# Is this standard for margin accounts?



## mrcheap (Apr 4, 2009)

Hi all,

I had a situation at Scotia ITrade that I found quite annoying (and they acted like I was crazy for being annoyed - the customer service rep was quite rude).

I sold about $20k of BMO stock from a margin account and the cash showed up in my balance for that account immediately. I transferred it to another Scotia ITrade account and bought an ETF there. Three weeks later I get hit with about $15 in interest. I called up to inquire, and it turns out this was from the time between when the BMO stock was sold until settlement. They claimed that although the funds showed up in my balance, they weren't really there, and therefore when I transferred them to the other account it was a hidden margin debt (at no point did it show a debt) that I was charged interest on. They agreed to waive the $15, but said they were putting a note in my account and wouldn't waive similar interest charges in the future (and assured me this is standard practice in margin accounts).

This has been annoying me since. Are they right, that investors are suppose to just keep track of settlement timelines? I'd move to another discount brokerage if they didn't do this nonsense (I've been waiting for a reason to leave Scotia ITrade for a while now). 

If I'm in the wrong please tell me!


----------



## MoreMiles (Apr 20, 2011)

They are right. The money is there only after settlement day. For stocks, it's 3 days and for options it's 1 day. 

You have to understand, your broker has to send the 'stocks' to your buyer and collect the money. You are not selling it to Scotiaidtrade. They are only your broker so they are just the middleman for your buyer. You can think of trying to sell your house. Do you expect your broker to get your money instantaneously? It's all electronic and automatic now. But there are still procedures in case of mistake etc. Remember the Facebook IPO and flash crash fiasco? The exchanges went back and reverse some trades later that day. So no you cannot have your money right away. 

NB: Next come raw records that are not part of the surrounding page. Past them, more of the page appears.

PR #3082, opened 2023-10-31
BodySemanticValidation Check Reward Input Address

SeanCheatham:
## Purpose
- Reward Transactions are able to construct tokens without actually spending any input
- To keep Reward Transactions unique, a single input is expected on the Transaction, and that single input is expected to reference the parent block ID as its value
## Approach
- In BodySemanticValidation, enforce that the reward transaction's input address contains the same bytes as the block's parent header ID
## Testing
- New unit tests
## Tickets
- #BN-1256
## Unrelated
- Fixed a few compiler warnings in unit tests by adding `@unchecked` annotations

### DIFF
--- a/ledger/src/main/scala/co/topl/ledger/interpreters/BodySemanticValidation.scala
+++ b/ledger/src/main/scala/co/topl/ledger/interpreters/BodySemanticValidation.scala
@@ -1,6 +1,6 @@
 package co.topl.ledger.interpreters
 
-import cats.data.{EitherT, NonEmptyChain, Validated, ValidatedNec}
+import cats.data.{EitherT, NonEmptyChain, OptionT, Validated, ValidatedNec}
 import cats.effect.Sync
 import cats.implicits._
 import co.topl.brambl.models.TransactionId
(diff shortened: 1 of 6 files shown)


ledger/src/main/scala/co/topl/ledger/interpreters/BodySemanticValidation.scala
```diff
@@ -76,6 +80,25 @@ object BodySemanticValidation {
                 )
               )
           } yield transaction
+
+        /**
+         * Verify that the reward transaction (if included) attempts to "spend" the parent header ID.
+         */
+        private def validateReward(context: BodyValidationContext)(body: BlockBody) =
```
nandotorterolo, line 87: question, when you said on the comment:  "a single input is expected ", does it mean that this function should validate that rewards.input.size <= 1, or it never be possible by construction?

nandotorterolo (approved):
thanks for fixing warnings!

ledger/src/main/scala/co/topl/ledger/interpreters/BodySemanticValidation.scala
SeanCheatham: `BodySyntaxValidation` validates that `rewards.input.size == 1`, and that step takes place before `BodySemanticValidation`

nandotorterolo: thanks!

PR #3090, opened 2023-11-06
Bifrost CLI: "Configure"

SeanCheatham:
## Purpose
- To assist with user on-boarding, a utility can guide users through the configuration process
## Approach
- New "configure" CLI command
  - Prompt user for common settings, default to None for all
  - Save settings as YAML to disk.  Default location is the value of the `BIFROST_CONFIG_FILE` environment variable.  If file exists, merge-and-overwrite.
## Testing
- User workflow
  - `mkdir .bifrost`
  - `sudo chown 1001 .bifrost`
  - `docker run --rm -it -v $(pwd)/.bifrost:/bifrost toplprotocol/bifrost-node cli`
  - `docker run --rm -it -v $(pwd)/.bifrost:/bifrost toplprotocol/bifrost-node`
## Tickets
- #BN-1295

### DIFF
--- a/node/src/main/resources/logback.xml
+++ b/node/src/main/resources/logback.xml
@@ -1,5 +1,7 @@
 <configuration debug="false">
 
+    <statusListener class="ch.qos.logback.core.status.NopStatusListener" />
+
     <appender name="STDOUT" class="ch.qos.logback.core.ConsoleAppender">
         <encoder>
             <pattern>%d{HH:mm:ss.SSS}| %-5level %logger{36} - %msg%n</pattern>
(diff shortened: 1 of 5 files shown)


node/src/main/resources/logback.xml
```diff
@@ -1,5 +1,7 @@
 <configuration debug="false">
 
+    <statusListener class="ch.qos.logback.core.status.NopStatusListener" />
```
SeanCheatham, line 3: This removes the logback preamble at the beginning of every run.

nandotorterolo (approved):

PR #163, opened 2025-01-30
refactor(frontend): Landing Page Refactor

Dario-Au:
## Summary

Work Item: [14941](https://dev.azure.com/ESDCCM/FSIR/_workitems/edit/14941)
Updated landing page to match the mockup

## Types of changes

## Checklist

<details>

  ``` shell
  npm run lint:check
  npm run format:check
  ```
</details>

<details>

  ``` shell
  npm run test
  npm run test:e2e
  ```
</details>

## Additional Notes

- Moved the landing page's ButtonLinks to its own component and added tests for it

## Screenshots

image


frontend/app/components/navigation-button.tsx
sebastien-comeau, line 1: Create a `card` component similar to GC Design System [card](https://design-system.alpha.canada.ca/en/components/card/code/#get-your-code). Don't another existing component like `ButtonLink`, because you have to override almost all of the classes. The only existing you would have to use is `AppLink` for the anchor link.

frontend/app/components/button-link.tsx
```diff
@@ -32,7 +32,7 @@ type ButtonLinkStyleProps = {
   variant?: keyof typeof variants;
 };
 
-type ButtonLinkProps = ComponentProps<typeof AppLink> &
+export type ButtonLinkProps = ComponentProps<typeof AppLink> &
```
gregory-j-baker, line 35: Nitpick: this isn't *bad*, but you could also just do `ComponentProps<ButtonLink>` wherever you need to use this (like we do elsewhere).. just sayin.

Will resolve this comment because it truly is a nitpick.

frontend/app/components/navigation-button.tsx
sebastien-comeau: Using `ButtonLink` comes with default classes that has nothing to do with a `card` link.

gregory-j-baker:
Feel free to remove the `i18n resources loaded from` text from this page. It was just placed there for demo purposes.

frontend/app/components/navigation-button.tsx
```diff
@@ -0,0 +1,48 @@
+import type { ComponentProps } from 'react';
+
+import type { FlipProp, IconProp } from '@fortawesome/fontawesome-svg-core';
+import { faChevronRight } from '@fortawesome/free-solid-svg-icons';
+import { FontAwesomeIcon } from '@fortawesome/react-fontawesome';
+
+import { AppLink } from './links';
```
gregory-j-baker, line 7: This should be an aliased import (`~/`). I'm really considering writing an eslint plugin that checks for this.

gregory-j-baker: And I acknowledge that vscode is pretty terrible for this.. I often have to force push my PRs with fixes to the imports.

sebastien-comeau:
`NavigationButton` might be a bit misleading since it's a card acting as a link. I'd suggest renaming it to `CardLink` for clarity. Additionally, the current implementation isn't responsive due to its fixed size.  

Here are some improvement ideas:  

- Add a `tag` (string) property for an optional tag display at the top left.  
- Include `image` and `imageAlt` properties for an optional image display.  
- Add `titleAs` with a union of element types (`'p'`, headings like `'h1'`, etc.), defaulting to `'h3'`, giving consumers flexibility to set appropriate semantic tags.  
- Use the `children` prop for custom card content under the title, allowing richer content than just a string.  

I've created a proposal you can check out here: [CardLink Proposal](https://github.com/DTS-STN/future-sir/tree/seb/card-link)](https://github.com/DTS-STN/future-sir/tree/seb/card-link).

**Screenshots with all props**

image

**Screenshots without image**

image

**Screenshots without tag**

image

**Screenshots without icon**

image

**Screenshots without disabled="true"**

image

gregory-j-baker:
> I'd suggest renaming it to `CardLink` for clarity.

Why not just name it `<Card>` and allow it optional props to become a link.

`<Card>{* content *}</Card>` ← Not a link
`<Card file="routes/index.tsx">{* content *}</Card>` ← A link!
`<Card to="https://google.ca/">{* content *}</Card>` ← Also a link!

sebastien-comeau:
> > I'd suggest renaming it to `CardLink` for clarity.
> 
> Why not just name it `<Card>` and allow it optional props to become a link.
> 
> `<Card>{* content *}</Card>` ← Not a link `<Card file="routes/index.tsx">{* content *}</Card>` ← A link! `<Card to="https://google.ca/">{* content *}</Card>` ← Also a link!

It could be.

frontend/app/components/card.tsx
```diff
@@ -0,0 +1,161 @@
...
+import { FontAwesomeIcon } from '@fortawesome/react-fontawesome';
+
+import { AppLink } from '~/components/links';
+import type { I18nRouteFile } from '~/i18n-routes';
+import { cn } from '~/utils/tailwind-utils';
+
+type OptionalAppLink = Omit<ComponentProps<typeof AppLink>, 'to' | 'lang'> & {
+  to?: To;
+  file?: I18nRouteFile;
+};
```
gregory-j-baker, line 16:
```suggestion
type OptionalAppLink = ComponentProps<typeof AppLink>;
```

**Reason:** `<AppLink>` already contains a `to`, and `file` prop. Omitting `to` and then adding it back via a type union is redundant. Also, as far as I can tell, there's no good reason to omit `lang`.

gregory-j-baker: I see the issue with my suggestion, as typescript gets angry because you can't spread `{...props}` into `<AppLink>`.

Gimme a bit to try something.

gregory-j-baker: Sorry.. what you did seems right. My bad. I'll resolve this comment, but I do have to make another one. on this line.

frontend/app/components/card.tsx
```diff
@@ -0,0 +1,161 @@
...
+
+import type { FlipProp, IconProp } from '@fortawesome/fontawesome-svg-core';
+import { faChevronRight } from '@fortawesome/free-solid-svg-icons';
+import { FontAwesomeIcon } from '@fortawesome/react-fontawesome';
+
+import { AppLink } from '~/components/links';
+import type { I18nRouteFile } from '~/i18n-routes';
+import { cn } from '~/utils/tailwind-utils';
+
+type OptionalAppLink = Omit<ComponentProps<typeof AppLink>, 'to' | 'lang'> & {
```
gregory-j-baker, line 13: I don't think you have to omit `lang` here.

gregory-j-baker: Also nitpick: the convention for naming prop types is to add a `Props` suffix (ex: `CardBaseProps`)

frontend/app/components/card.tsx
```diff
@@ -0,0 +1,161 @@
...
+function CardBase(props: OptionalAppLink) {
+  const { to, file, disabled } = props;
+  const baseClassName = `select-none rounded-sm ${disabled ? 'bg-white' : 'bg-blue-900'}`;
+  if (to || file) {
+    return (
+      <div className={baseClassName}>
+        <AppLink {...(props as ComponentProps<typeof AppLink>)} />
+      </div>
+    );
+  } else {
```
gregory-j-baker, line 70: Nitpick, the `else {}` is unnecessary here.

``` typescript
const baseClassName = `select-none rounded-sm ${disabled ? 'bg-white' : 'bg-blue-900'}`;

if (to || file) {
  return // component
}

// rest of code
```

frontend/app/components/card.tsx
```diff
@@ -0,0 +1,161 @@
...
+    return (
+      <div className={baseClassName}>
+        <a
+          role="button"
+          aria-disabled={disabled}
+          tabIndex={0}
+          onClick={(e: MouseEvent<HTMLAnchorElement>) => {
```
gregory-j-baker, line 77: Nitpick: the type can be inferred here since onclick functions are always of type `MouseEvent<HTMLAnchorElement, MouseEvent>`

frontend/app/components/card.tsx
```diff
@@ -0,0 +1,161 @@
...
+            e.preventDefault();
+            props.onClick?.(e);
+          }}
+          onKeyDown={(e: KeyboardEvent<HTMLAnchorElement>) => {
```
gregory-j-baker, line 81: Nitpick: the type can be inferred here because onkeydown functions are always of type `KeyboardEvent<HTMLAnchorElement>`

frontend/app/components/card.tsx
```diff
@@ -0,0 +1,161 @@
...
+                aria-hidden
+                icon={faChevronRight}
+                className="text-lg font-bold text-slate-700 underline group-hover:text-blue-700 group-focus:text-blue-700"
+              />
+            </div>
+            {/* Content - Optional */}
+            {children && <div>{children}</div>}
+          </div>
+        </div>
+      </div>
```
gregory-j-baker, line 158: This might be a spicy take, but...

I feel like this component could be made a little more readable by extracting out the various subcomponents (in the same file...not new files).

something like this:

``` tsx
<>
  <Image />
  <Tag />
  <Icon />
  <Title />
  <Content />
</>
```

It allows you to see the overall structure of the component without requiring a bunch of comments (ie: it's *self documenting*).

I see a lot of components in applications that are quite difficult to read because they are basically:

``` tsx
<>
  {/* 500 lines of tsx, a lot of which is conditionally rendered */}
</>
```

Breaking these down into easier to chew bites can go a long way towards increasing readability.

gregory-j-baker: In this case, if you disagree.. I am okay with that. This component isn't *huge*, although I would say it's more difficult to read than it needs to be.

Feel free to mark this as resolved if you don't want to create the additional  local (in-file) components.

frontend/app/components/card.tsx
```diff
@@ -0,0 +1,182 @@
...
+    </>
+  );
+}
+
+type CardTitleProps = { titleAs: CardProps['titleAs']; title: CardProps['title'] };
+
+function CardTitle({ titleAs: TitleComponent = 'h3', title }: CardTitleProps) {
+  return (
+    <div className="flex items-center gap-2">
+      <TitleComponent className="text-lg font-bold text-slate-700 underline group-hover:text-blue-700 group-focus:text-blue-700">
```
sebastien-comeau, line 166: The following style only make "sense" for a `CardLink`.

```
text-slate-700 underline group-hover:text-blue-700 group-focus:text-blue-700
```

frontend/app/components/card.tsx
```diff
@@ -0,0 +1,182 @@
...
+        {title}
+      </TitleComponent>
+      <FontAwesomeIcon
```
sebastien-comeau, line 169: Chevron icon only make "sense" for a `CardLink`.

frontend/app/components/card.tsx
```diff
@@ -0,0 +1,182 @@
...
+        aria-disabled={disabled}
+        tabIndex={0}
+        onClick={(e) => {
+          e.preventDefault();
+          props.onClick?.(e);
+        }}
+        onKeyDown={(e) => {
+          e.preventDefault();
+          props.onKeyDown?.(e);
+        }}
```
sebastien-comeau, line 114: I don't think you have to define `onClick` and `onKeyDown` since you are spreading those `props`.

frontend/app/components/card.tsx
```diff
@@ -0,0 +1,182 @@
...
+      </div>
+    </CardBase>
+  );
+}
+
+/**
+ * Base component for the Card component
+ * Returns an AppLink when the 'To' or 'File' prop is provided.
+ * Otherwise, returns an Anchor tag that functions as a button.
+ */
```
sebastien-comeau, line 90: I don't think this is right. It's either a `CardLink` when the 'To' or 'File' prop is provided or a plain `Card` without action. The `Card` consumer should be able to pass button or anything he want inside the content (`children`). I think we went too far with this multi-purpose `Card` and should have created `CardLink` for this purpose and create another for the other purspose. @gregory-j-baker that component become way too complicated.

Dario-Au: :moyai:

gregory-j-baker: Wrapping a card in an `<AppLink>` doesn't have to be complicated. We don't need yet another component for this.

The complications arise when trying to turn *everything* into attributes.. icon, image, title, alt, etc... these things should be children of the `<Card>` component that the calling component defines.

A card should display a header, some content, and a footer, and these should be separate *subcomponents* that are defined by the calling component. If a `to` or `file` attribute is passed, it gets wrapped in an `<AppLink>`.

``` tsx
function Card() {
  return isLink
    ? <AppLink {...linkprops}><BaseCard {...cardprops} /></AppLink>
    : <BaseCard {...cardprops} />
}

function BaseCard() {
  // the rest of the f'n owl
}
```

frontend/app/components/card.tsx
gregory-j-baker: I was thinking a bit more about this and maybe for the sake of just getting it done, another separate component would be fine.

frontend/app/components/card.tsx
gregory-j-baker: I was thinking a bit more about this and maybe for the sake of just getting it done, another separate component would be fine.

sebastien-comeau:
@gregory-j-baker @Dario-Au I've refactored `Card` components using [@radix-ui/react-slot](https://www.radix-ui.com/primitives/docs/utilities/slot).

`Card` and `CardTitle` components have `asChild` property. It gives the ability to merges their props onto its immediate child.

Usage example with `AppLink`.

```tsx
<Card asChild>
  <AppLink file="routes/public/index.tsx">
    <CardHeader>
      <CardTitle>Card Title</CardTitle>
      <CardDescription>Test Card</CardDescription>
    </CardHeader>
  </AppLink>
</Card>
```

frontend/app/components/card.tsx
```diff
@@ -0,0 +1,133 @@
...
+export function CardHeader({ className, ...props }: HTMLProps<HTMLDivElement>) {
+  return <div className={cn('flex flex-col space-y-1.5 p-6', className)} {...props} />;
+}
+
+type CardTitleProps = HTMLProps<HTMLHeadingElement> & {
+  /**
+   * Use the asChild prop to change the default rendered element for the one passed as a child, merging their props and behavior.
+   * @default 'h3'
+   */
+  asChild?: boolean;
```
gregory-j-baker, line 46: Does the `@default` make sense here when the property is `boolean`?

gregory-j-baker (approved):

gregory-j-baker:
I think this new implementation is better.

gregory-j-baker (approved):

PR #170, opened 2025-01-31
fix(frontend): update page title component

faiza-jahanzeb:
## Summary

Update page title component to display partial underline using css

## Types of changes

## Checklist

## Screenshots

image

image


frontend/app/components/page-title.tsx
```diff
@@ -2,17 +2,31 @@ import type { ComponentProps } from 'react';
...
+    <>
+      {subTitle && <h2 className="mt-10">{subTitle}</h2>}
+
+      <h1
+        id="wb-cont"
+        tabIndex={-1}
+        className={cn(
+          partialUnderlinedClassName,
+          'font-lato mb-8 text-2xl font-bold text-slate-700 focus-visible:ring-3',
+          !subTitle && 'mt-10',
```
gregory-j-baker, line 23: Instead of using margins for this, would it make sense to wrap the page title in a `<div>` with classname `space-y-10` (or whatever).

That way, the spacing would be applied automatically when there is a subtitle, but not applied when the subtitle is omitted.

gregory-j-baker: Also, I'm wondering if the subtitle should be a `<span>` inside of the `<h1>`?

``` tsx
<h1>
  <span className="...">Optional subheading</span>
  Actual page title
</h1>
```

gregory-j-baker: I took a screenshot of CDCP's pagetitle and provided that and the the HTML that was used to render it to ChatGPT, and this is what it suggested:

image

Obviously, take it with a grain of salt because it's Chat GPT.

sebastien-comeau: Here's my suggestion playing with it locally and see how GC Design System display their red underline. They're using `:after` pseudo-class and it make sense.

```ts
export function PageTitle({ children, className, subTitle, ...props }: PageTitleProps) {
  return (
    <div className="mt-10 mb-8">
      {subTitle && <h2>{subTitle}</h2>}
      <h1
        id="wb-cont"
        tabIndex={-1}
        className={cn(
          'font-lato text-3xl font-bold text-slate-700 focus-visible:ring-3',
          'after:mt-2 after:block after:h-1.5 after:w-18 after:bg-red-700',

          className,
        )}
        {...props}
      >
        {children}
      </h1>
    </div>
  );
}
```

sebastien-comeau: image

faiza-jahanzeb: This is the name of the flow on each page, I thought that too that it's a span (part of h1), but @sebastien-comeau  said it should be <h2>. It's done that way in CDCP project, and I think it's something to do with accessibility audit.

gregory-j-baker: I don't think moving the subheading inside of the `<h1>` is an accessibility issue, but for now I guess leave it as CDCP has it.

gregory-j-baker: Re: partial underline.. do we have to do this? Why not just do what CDCP did and have a full-width underline?

image

gregory-j-baker: If we do go with partial underline, I like @sebastien-comeau's a little more (thicker line with just a little more y-spacing.

sebastien-comeau: Follow the design for this one. I don't think it's bad and it matches GC Design System.

gregory-j-baker: @sebastien-comeau I'll let you resolve the comment since you suggested the updated styles

> Here's my suggestion playing with it locally...

gregory-j-baker (dismissed):

sebastien-comeau (approved):

gregory-j-baker (approved):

By the way, this is probably written somewhere in your account application, with your signature accepting it. It's just that you did not read it. I guess.


----------



## mrcheap (Apr 4, 2009)

I wish they wouldn't immediately credit my account then, or have an "available cash" balance in addition to the main balance.

<sigh> I guess moving won't help me then. Thanks!


----------



## MoreMiles (Apr 20, 2011)

mrcheap said:


> I wish they wouldn't immediately credit my account then, or have an "available cash" balance in addition to the main balance.
> 
> <sigh> I guess moving won't help me then. Thanks!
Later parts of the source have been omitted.